### The problem:
The answer must consist of each line below that contains the word "this", copied in full.

Stored data entries:
-=-=-

PR #1085, opened 2018-03-30
ensure file handles are closed

boumenot:


boumenot:
The unit test runner was complaining that files were not cleaned up.

PR #8, opened 2023-11-14
fix: Handle import for both pydantic v1 and v2 in generate_response.py

IlyaTorch:
The fix is related to [this comment](https://github.com/vellum-ai/vellum-client-python/issues/7#issuecomment-1783016451)


noanflaherty (approved):
Thank you for your help with this!

PR #22, opened 2024-04-25
Fix sdk enums

dvargas92495:
The new enum config means we use strings instead of Enum.VALUE now.

Note that this means we likely need to update our code snippets in the app


dvargas92495:
Gonna merge through to unblock release

noanflaherty (approved):
Setting aside that this is a breaking change, it’s a great dev exp improvement!

dvargas92495:
it's also going to allow us to more freely add new enums to our api. Like new VellumVariableType's, new ErrorCode's, etc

-=-=-

### The completed task:
The fix is related to [this comment](https://github.com/vellum-ai/vellum-client-python/issues/7#issuecomment-1783016451)
Thank you for your help with this!
Note that this means we likely need to update our code snippets in the app
Setting aside that this is a breaking change, it’s a great dev exp improvement!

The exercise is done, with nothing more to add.